クリフォード・カーゾンとイシュトヴァン・ケルテスによるモーツァルトのピアノ協奏曲第23番・第24番は、Deccaのカタログの中でも高い評価を受けている一枚です。完璧主義者として知られたカーゾンが世に出すことを認めた、数少ないスタジオ録音のひとつです。
Clifford Curzon / Kertész - Mozart: Piano Concertos Nos. 23 & 24
Decca - SXL 6354

モーツァルトのピアノ協奏曲の中でも傑作として名高い第23番イ長調 K.488と第24番ハ短調 K.491を収録。ピアノは英国の巨匠クリフォード・カーゾン、指揮はハンガリー出身のイシュトヴァン・ケルテスがロンドン交響楽団を率いています。
録音は1967年、ロンドンのキングスウェイ・ホールにて行われました。プロデューサーはレイ・ミンシャル、エンジニアは「デッカ・サウンド」の礎を築いたケネス・ウィルキンソンが担当しています。

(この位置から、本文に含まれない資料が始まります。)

PR #1166, opened 2015-10-13
Multichannel pcm

ghost:
This raises the number of channels to 8, and adds support for the ALSA channel mapping API.

It also includes some other changes, which are strictly speaking not related (see commit list).


popcornmix:
I'd like to get this in, but hopefully remove a few of the uglier bits.
I've just pushed an updated firmware which should support using this vc_vchi_audioserv_defs.h
http://paste.ubuntu.com/12991296/

It bumps the audioserv version to 3. As long as kernel reports 3 it will apply channelmap from VC_AUDIO_CONFIG_T. channelmap is ignored is kernel reports version of 2. As the extra parameter doesn't change the union size, it shouldn't break anything.

Can you remove the gencmd and try using the new scheme for setting channelmap.

I'd also like to make firmware handle non-power-of-two number of channels.

ghost:
> Can you remove the gencmd and try using the new scheme for setting channelmap.

Yes, I'll try to get to it soon.

> I'd also like to make firmware handle non-power-of-two number of channels.

In audioserv version 3?

popcornmix:
> In audioserv version 3?

Not in yet. It can probably be added to version 3 as I doubt anyone other us will be relying on features form version 3 in the next week or so.

ghost:
Replaced with #1257. (Not going to rely on github to pick the correct base, so I opened a new PR.)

LPは1968年にステレオ盤(SXL 6354)とモノラル盤(LXT 6354)がリリースされました。ここで取り上げるのは、ステレオ盤の初手ED2、マトリクス1W/1Wです。
カーゾンは極度の完璧主義者として知られ、スタジオ録音の発売を滅多に許可しなかったピアニストです。Deccaに残した録音も決して多くはありません。その厳しい基準をくぐり抜けたこの演奏は、一音一音が深く磨き上げられた内省的な美しさに満ちています。

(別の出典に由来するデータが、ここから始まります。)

PR #110, opened 2017-03-10
Code Review: Implement plugin manager API - Installing Updates (#12067)

SheffieldKevin:
Code review for Implement plugin manager API - Installing Updates (#12067):

Connect to BohemianCoding/Sketch#12067.


Source/BCDownloadManager.m
```diff
@@ -18,7 +18,8 @@ @interface BCDownloadManager ()
 /// The dictionary containing the currently active tasks. Tasks are removed when they have completed.
 @property (nonatomic, strong) NSMutableDictionary <NSString *, NSURLSessionDownloadTask *> *downloadingTasks;
 
-@property (nonatomic, strong) id <BCDownloadManagerDelegate> delegate;
+/// The download manager delegate.
+@property (nonatomic, weak) id <BCDownloadManagerDelegate> delegate;
```
mikeabdullah: Are you sure we want to do this? The API of `BCDownloadManager` looks to me like it's closely modelled on `NSURLSession`. `NSURLSession` has a strong delegate because of the asynchronous way it operates. There's no need to think about what happens if the delegate goes away or changes during the operation. Instead it's fixed for the lifetime of the op.

Once all ops are over and the session/manager invalidated, then the delegate is dropped, breaking any retain cycle.

Source/BCDownloadManager.m
```diff
@@ -177,7 +178,8 @@ - (NSString *)identifierForDownloadTask:(NSURLSessionDownloadTask *)downloadTask
 }
 
 - (BOOL)delegateRespondsToSelector:(SEL)selector {
-  if (self.delegate && [(NSObject *)(self.delegate) respondsToSelector:selector]) {
+  id <BCDownloadManagerDelegate> strongDelegate = self.delegate;
+  if (strongDelegate && [(NSObject *)(strongDelegate) respondsToSelector:selector]) {
```
mikeabdullah: I'm pretty sure we can do a cleaner job than all this casting. If `BCDownloadManagerDelegate` conforms to `NSObject`, problem solved.

Source/BCDownloadManager.m
SheffieldKevin: I initially had it as a strong reference, but the static analyser complained. I'll have a look again.

Source/BCDownloadManager.m
SheffieldKevin: 👍

Source/BCDownloadManager.m
```diff
@@ -18,6 +18,8 @@ @interface BCDownloadManager ()
 /// The dictionary containing the currently active tasks. Tasks are removed when they have completed.
 @property (nonatomic, strong) NSMutableDictionary <NSString *, NSURLSessionDownloadTask *> *downloadingTasks;
 
+/// The download manager delegate.
+// @property (nonatomic, weak) id <BCDownloadManagerDelegate> delegate;
 @property (nonatomic, strong) id <BCDownloadManagerDelegate> delegate;
```
mikeabdullah: I can't help thinking this repeated content is simply going to confuse anyone reading the code in future. Surely we can do something better?

Source/BCDownloadManager.h
```diff
@@ -83,7 +83,7 @@ extern NSString *BCDownloadManagerDownloadTaskState;
 
 #pragma mark BCDownloadManagerDelegate
 
-@protocol BCDownloadManagerDelegate
+@protocol BCDownloadManagerDelegate <NSObject>
```
mikeabdullah: 👍 thanks

Source/BCDownloadManager.m
```diff
@@ -177,7 +179,8 @@ - (NSString *)identifierForDownloadTask:(NSURLSessionDownloadTask *)downloadTask
 }
 
 - (BOOL)delegateRespondsToSelector:(SEL)selector {
-  if (self.delegate && [(NSObject *)(self.delegate) respondsToSelector:selector]) {
+  id <BCDownloadManagerDelegate> strongDelegate = self.delegate;
+  if (strongDelegate && [strongDelegate respondsToSelector:selector]) {
```
mikeabdullah: Personally I think it's neater to simply collapse this down to a single check of:

```if ([self.delegate responds…```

明るく優美な第23番では、カーゾンの澄み切ったタッチが際立ちます。とりわけ第2楽章には、静かな悲しみが心の奥深くに染み入るような美しさがあります。対照的に短調の第24番では、ケルテス率いるロンドン響の力強くドラマティックなオーケストラと、カーゾンの内省的なピアノが緊張感あるやりとりを生み出しています。モーツァルトの音楽に潜む光と影を描き分ける手腕は見事で、特にピアノが作品の持つ陰影を巧みに引き出しています。
キングスウェイ・ホールとウィルキンソンの組み合わせながら、いわゆるオーディオファイル向けの派手な録音ではありません。しかし演奏の質の高さが録音の誠実さと結びつき、純粋に音楽に集中できる一枚に仕上がっています。